··· Information supplied

PR #1137, opened 2015-05-03
Suggested improvement - use the TestClass object to create instances of the test object

ashleyfrieze:
This allows for a runner to be created by something
which intends to modify the test object before the test starts. This can
lead to one runner executing a different sort of runner in a chain of responsibility pattern.

It could allow an outer class to have one runner and a static inner class to have another test runner, which can have values injected into its test object by the parent outer class.

Example - a MockitoJunitRunner could be used to inject values into
a test object running in a SpringJUnitRunner inner class. This would
require those runners to change too, of course.

Right now, the problem with runners is that they're monolithic and use
inheritance to share features. This change is intended to allow more
injection of behaviour/data across runners via the test object.


kcooney:
Looks like you changed all the line endings. Can you did that so we can see the diffs?

ashleyfrieze:
Rookie mistake. Will sort it out.

ashleyfrieze:
I've fixed the line endings. Feedback on this idea would be appreciated.

ashleyfrieze:
I'm going to make this one again when I'm properly synced with 4.13

kcooney:
Chaining runners this way sounds a bit fragile. If the intention is to be able to change or augment the way the test class is created I would personally prefer something like TestNG's `@Factory` annotation.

······

Exercise prompt:
Retype only this portion of the data above: the line containing "This allows for", the line containing "lead to one", and all lines between them, exactly.

Expected output:
This allows for a runner to be created by something
which intends to modify the test object before the test starts. This can
lead to one runner executing a different sort of runner in a chain of responsibility pattern.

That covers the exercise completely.